Hysteresis is a ubiquitous phenomenon and a salient feature of the adaptation of cardiac ventricular repolarization (VR) duration to changes in heart rate (HR), an expression of ultra-rapid cardiac memory. Against a background of a handful of previous studies, this review focuses on non-invasive electrophysiological assessment of the adaptation of VR duration and heterogeneity (aka dispersion) to changes in HR. Four different modalities were used: atrial pacing (incremental and step up/down), ventricular pacing (step up/down), and atropine-induced continuous HR increase in healthy subjects and patients who either had permanent pacemakers or were scheduled for ablation of supraventricular tachycardia or had long QT syndrome type 1 (LQT1).
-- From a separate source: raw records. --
PR #7440, opened 2023-03-03
Implement embedded TypedData objects 

peterzhu2118:
This PR adds a new flag RUBY_TYPED_EMBEDDABLE that allows the data of a TypedData object to be embedded after the object itself. This will improve cache locality and allow us to save the 8 byte data pointer.

This PR also implements this feature on Time objects, which drops the total size of a Time object from 86 bytes to 80 bytes.

This PR is based on top of #7438.

Co-Authored-By: @byroot

PR #7938, opened 2023-06-13
Store object age in a bitmap

eightbitraptor:
Previously 2 bits of the flags on each RVALUE are reserved to store the number of GC cycles that each object has survived. This commit introduces a new bit array on the heap page, called age_bits, to store that information instead.

This patch still reserves one of the age bits in the flags (the old FL_PROMOTED0 bit, now renamed FL_PROMOTED).

This is set to 0 for young objects and 1 for old objects, and is used as a performance optimisation for the write barrier. Fetching the age_bits from the heap page and doing the required math to calculate if the object was old or not would slow down the write barrier. So we keep this bit synced in the flags for fast access.


gc.c
```diff
@@ -1723,39 +1756,34 @@ RVALUE_OLD_UNCOLLECTIBLE_SET(rb_objspace_t *objspace, VALUE obj)
...
 static inline void
-RVALUE_DEMOTE_RAW(rb_objspace_t *objspace, VALUE obj)
+RVALUE_AGE_SET_CANDIDATE(rb_objspace_t *objspace, VALUE obj)
 {
-    RBASIC(obj)->flags = RVALUE_FLAGS_AGE_SET(RBASIC(obj)->flags, 0);
-    CLEAR_IN_BITMAP(GET_HEAP_UNCOLLECTIBLE_BITS(obj), obj);
+    check_rvalue_consistency(obj);
+    GC_ASSERT(!RVALUE_OLD_P(obj));
+    RVALUE_AGE_SET(obj, RVALUE_OLD_AGE - 1);
+    FL_UNSET(obj, RUBY_FL_PROMOTED);
```
peterzhu2118, line 1785: Doesn't `RVALUE_AGE_SET` unset the `RUBY_FL_PROMOTED` already?

gc.c
```diff
@@ -1777,19 +1806,13 @@ RVALUE_DEMOTE(rb_objspace_t *objspace, VALUE obj)
...
 static inline void
 RVALUE_AGE_RESET(VALUE obj)
 {
     check_rvalue_consistency(obj);
-    GC_ASSERT(!RVALUE_OLD_P(obj));
-
-    RVALUE_AGE_RESET_RAW(obj);
+    bits_t *bits = GET_HEAP_PAGE(obj)->age_bits;
+    bits[RVALUE_AGE_BITMAP_INDEX(NUM_IN_PAGE(obj))] &= ~RVALUE_AGE_MASK_BITS(NUM_IN_PAGE(obj));
+    FL_UNSET(obj, RUBY_FL_PROMOTED);
```
peterzhu2118, line 1815: Can we call `RVALUE_AGE_SET(obj, 0)` here?

gc.c
```diff
@@ -2505,6 +2530,14 @@ newobj_init(VALUE klass, VALUE flags, int wb_protected, rb_objspace_t *objspace,
...
     *((VALUE *)&p->as.basic.klass) = klass;
 
+    int t = flags & RUBY_T_MASK;
+    if (t == T_CLASS || t == T_MODULE || t == T_ICLASS) {
+        RVALUE_AGE_SET_CANDIDATE(objspace, obj);
+    }
+    else {
+        RVALUE_AGE_SET(obj, 0);
+    }
+
```
peterzhu2118, line 2540: Do we need this else clause? The age should have been set to 0 when we put it on the freelist right?

gc.c
```diff
@@ -2521,12 +2554,13 @@ newobj_init(VALUE klass, VALUE flags, int wb_protected, rb_objspace_t *objspace,
         GC_ASSERT(RVALUE_OLD_P(obj) == FALSE);
         GC_ASSERT(RVALUE_WB_UNPROTECTED(obj) == FALSE);
 
-        if (flags & FL_PROMOTED1) {
-            if (RVALUE_AGE(obj) != 2) rb_bug("newobj: %s of age (%d) != 2.", obj_info(obj), RVALUE_AGE(obj));
+        if (flags & RUBY_FL_PROMOTED) {
+            if (RVALUE_AGE_GET(obj) != 2) rb_bug("newobj: %s of age (%d) != 2.", obj_info(obj), RVALUE_AGE_GET(obj));
```
peterzhu2118, line 2558: This assertion isn't correct. The original assertion was checking that if `FL_PROMOTED1` was set then the age must be 2 (the object is a candidate).

vm.c
```diff
@@ -3667,6 +3667,10 @@ Init_VM(void)
     fcore = rb_class_new(rb_cBasicObject);
     rb_set_class_path(fcore, rb_cRubyVM, "FrozenCore");
     RBASIC(fcore)->flags = T_ICLASS;
+    // Classes are allocated pre-tenured, we're overwriting this by manually assigning
+    // flags, so we reset the age in order to make sure the promoted bit and the age
+    // bits are in sync.
+    //rb_reset_age(fcore);
```
peterzhu2118, line 3673: This can be removed right?

gc.c
```diff
@@ -1011,6 +1014,48 @@ asan_unlock_freelist(struct heap_page *page)
 
 #define GC_SWEEP_PAGES_FREEABLE_PER_STEP 3
 
+#define RVALUE_AGE_BITMAP_INDEX(n)  ((n) / (BITS_BITLENGTH / RVALUE_AGE_BIT_COUNT))
+#define RVALUE_AGE_BITMAP_OFFSET(n) ((n) % (BITS_BITLENGTH / RVALUE_AGE_BIT_COUNT) << 1)
+#define RVALUE_AGE_BITMAP_BIT(n)    ((bits_t)1 << (n))
```
peterzhu2118, line 1019: This macro doesn't appear to be used.

gc.c
eightbitraptor: Reading through this part of the code again. I don't think these assertions have much value now that we're pre-tenuring classes in `newobj_init`. I'll delete.

maximecb:
> This is set to 0 for young objects and 1 for old objects, and is used as a performance optimisation for the write barrier. Fetching the age_bits from the heap page and doing the required math to calculate if the object was old or not would slow down the write barrier. So we keep this bit synced in the flags for fast access.

Given that accessing these bits from the heap adds extra performance overhead, can you provide more background as to why these bits are being maintained in a separate location in addition to the flag bits?

vm.c
peterzhu2118: I opened #7940 which should solve this issue.

eightbitraptor: Thanks for this @peterzhu2118 - Now that #7940 has been merged I've rebased so this is no longer an issue.

eightbitraptor:
> > This is set to 0 for young objects and 1 for old objects, and is used as a performance optimisation for the write barrier. Fetching the age_bits from the heap page and doing the required math to calculate if the object was old or not would slow down the write barrier. So we keep this bit synced in the flags for fast access.
> 
> Given that accessing these bits from the heap adds extra performance overhead, can you provide more background as to why these bits are being maintained in a separate location in addition to the flag bits?

@maximecb @byroot @peterzhu2118 and I discussed this outside of Github, but for context I'll summarise here:

We're not maintaining these bits in two separate places. The age of the object is now only being stored in the bitmap attached to a heap page, and the only part of the code that should have to access or modify this bitmap is the age related GC code. This data should be ignored by the rest of the VM.

The `FL_PROMOTED` bit is being used by the write barrier to decide whether or not it needs to take action for the object.

Currently  `FL_PROMOTED` is being used as a proxy for whether the old object is in the Young or the Old gen, because that's what the write barrier cares about (because of the Old object, Young reference issue); and so superficially, this can be seen as data duplication. We could use the age bits directly from within the write barrier to determine what generation the object is in, but we chose not to do this for a couple of reasons.

1. Performance - the object is passed into the write barrier function - we don't need to do any extra lookups to check the flags. If we were to look at the age bits, we'd have to find them by calculating where the objects heap page is, and then load them in. This would be much slower.
2. It would break encapsulation of the GC. The main motivation behind this PR is to get some GC related concerns out of other parts of the VM and back into the GC. Requiring the write barrier to know about age bits, and which ages correspond to which generation would break this encapsulation.

Conceptually, `FL_PROMOTED` is now just a write barrier trigger, which we could use for any reason if we wanted to trigger a write barrier in the future.

This approach also does not negatively impact performance, as can be seen by the benchmark results on the [bug tracker ticket](https://bugs.ruby-lang.org/issues/19729)

gc.c
```diff
@@ -939,6 +939,9 @@ static const bool HEAP_PAGE_ALLOC_USE_MMAP = false;
 static bool heap_page_alloc_use_mmap;
 #endif
 
+#define RVALUE_AGE_BIT_COUNT 2
+#define RVALUE_AGE_BIT_MASK (~((bits_t)-1L << RVALUE_AGE_BIT_COUNT))
```
peterzhu2118, line 943: This relies on the fact that most implementations use 2's complement for negative integers. The C standard does not enforce this so it would not work on implementations that don't use it.

From paragraph 2 of section 6.2.6.2 of the [C spec](https://www.open-std.org/jtc1/sc22/wg14/www/docs/n1124.pdf):

> If the sign bit is one, the value shall be modified in one of the following ways:
> — the corresponding value with sign bit 0 is negated (sign and magnitude);
> — the sign bit has the value −(2N ) (two’s complement);
> — the sign bit has the value −(2N − 1) (ones’ complement).

```suggestion
#define RVALUE_AGE_BIT_MASK ((1UL << RVALUE_AGE_BIT_COUNT) - 1)
```

gc.c
```diff
@@ -1011,6 +1015,44 @@ asan_unlock_freelist(struct heap_page *page)
 
 #define GC_SWEEP_PAGES_FREEABLE_PER_STEP 3
 
+#define RVALUE_AGE_BITMAP_INDEX(n)  ((n) / (BITS_BITLENGTH / RVALUE_AGE_BIT_COUNT))
+#define RVALUE_AGE_BITMAP_OFFSET(n) ((n) % (BITS_BITLENGTH / RVALUE_AGE_BIT_COUNT) << 1)
```
peterzhu2118, line 1019: I think we need to make this vary based on the value of `RVALUE_AGE_BIT_COUNT`.

```suggestion
#define RVALUE_AGE_BITMAP_OFFSET(n) (((n) % (BITS_BITLENGTH / RVALUE_AGE_BIT_COUNT)) * RVALUE_AGE_BIT_COUNT)
```

gc.c
```diff
@@ -1011,6 +1015,44 @@ asan_unlock_freelist(struct heap_page *page)
...
+
+static void RVALUE_AGE_RESET(VALUE obj);
+static void
+RVALUE_AGE_SET(VALUE obj, int age)
+{
+    RUBY_ASSERT(age <= RVALUE_OLD_AGE);
+    bits_t *age_bits = GET_HEAP_PAGE(obj)->age_bits;
+    // clear the bits
+    age_bits[RVALUE_AGE_BITMAP_INDEX(NUM_IN_PAGE(obj))] &=
+        ~(RVALUE_AGE_BIT_MASK << (NUM_IN_PAGE(obj) * RVALUE_AGE_BIT_COUNT));
```
peterzhu2118, line 1038: Don't we need to shift by `RVALUE_AGE_BITMAP_OFFSET` here? `NUM_IN_PAGE` could return a value that's much larger than 64 when it's in a separate bit plane, which will cause the left shift to result in 0.

```suggestion
        ~(RVALUE_AGE_BIT_MASK << RVALUE_AGE_BITMAP_OFFSET(NUM_IN_PAGE(obj)));
```

gc.c
```diff
@@ -1011,6 +1015,44 @@ asan_unlock_freelist(struct heap_page *page)
...
+        RB_FL_UNSET_RAW(obj, RUBY_FL_PROMOTED);
+    }
+}
+
+void
+rb_reset_age(VALUE obj)
+{
+    RVALUE_AGE_RESET(obj);
+}
+
```
peterzhu2118, line 1055: We don't need this function anymore right?

gc.c
```diff
@@ -1723,39 +1744,34 @@ RVALUE_OLD_UNCOLLECTIBLE_SET(rb_objspace_t *objspace, VALUE obj)
...
 static inline void
-RVALUE_DEMOTE_RAW(rb_objspace_t *objspace, VALUE obj)
+RVALUE_AGE_SET_CANDIDATE(rb_objspace_t *objspace, VALUE obj)
 {
-    RBASIC(obj)->flags = RVALUE_FLAGS_AGE_SET(RBASIC(obj)->flags, 0);
-    CLEAR_IN_BITMAP(GET_HEAP_UNCOLLECTIBLE_BITS(obj), obj);
+    check_rvalue_consistency(obj);
+    GC_ASSERT(!RVALUE_OLD_P(obj));
+    RVALUE_AGE_SET(obj, RVALUE_OLD_AGE - 1);
+    FL_UNSET(obj, RUBY_FL_PROMOTED);
```
peterzhu2118, line 1773: Doesn't `RVALUE_AGE_SET` unset the `RUBY_FL_PROMOTED` already?

internal/gc.h
```diff
@@ -232,6 +232,8 @@ bool rb_gc_is_ptr_to_obj(void *ptr);
 VALUE rb_gc_id2ref_obj_tbl(VALUE objid);
 VALUE rb_define_finalizer_no_check(VALUE obj, VALUE block);
 
+void rb_reset_age(VALUE obj);
+
```
peterzhu2118, line 236: We should also be able to remove this.

peterzhu2118 (approved):
Looks good!

ioquatix:
Assuming we go ahead with this, can I humbly request one of the available flag bits for immutability?

byroot:
Only one of the two bits is being freed, and we plan to use it to embed T_DATA objects.

byroot:
> which predates `Data`

This has nothing to do with `Data.define`. And either way I don't think that's what should define what free flags can be used for.

>  I'm interested to know what "embed T_DATA" is

https://github.com/ruby/ruby/pull/7440

ioquatix:
> This has nothing to do with Data.define. And either way I don't think that's what should define what free flags can be used for.

Of course, but if it comes to it, it should at least be a discussion.

include/ruby/internal/fl_type.h
```diff
@@ -207,54 +206,30 @@ ruby_fl_type {
...
-     * collections.
-     *
-     * @internal
-     *
-     * But honestly, @shyouhei  doesn't think this flag should  be visible from
-     * 3rd parties.  It must be an implementation detail that they should never
-     * know.  Might better be hidden.
      */
-    RUBY_FL_PROMOTED     = RUBY_FL_PROMOTED0 | RUBY_FL_PROMOTED1,
+    RUBY_FL_UNUSED    = (1<<6),
```
ko1, line 232: how about to use `FL_UNUSED6` to avoid conflict from other bits?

Vectorcardiography according to Frank, with orthogonal leads X, Y, and Z, was used for signal recording and beat-to-beat analysis. The RR interval (instantaneous HR) was the input. VR duration was assessed by the QT and QTpeak intervals and VR dispersion by T amplitude, T area, and the ventricular gradient. The main results were that independent of modality, VR duration adaptation follows a mono-exponential pattern, is reproducible, and at a stable HR it takes 2-3 min to reach steady state. In contrast, VR dispersion adaptation is more rapid and roller-coaster-like, presumably due to local differences in adaptation time. In LQT1 patients, VR duration adaptation time is reduced giving less time for electro-mechanical adaptation and coronary perfusion at HR increase. In conclusion, the patterns of adaptation of VR duration and VR dispersion differ, and further studies might provide information on these phenomena of both pathophysiological and therapeutic relevance.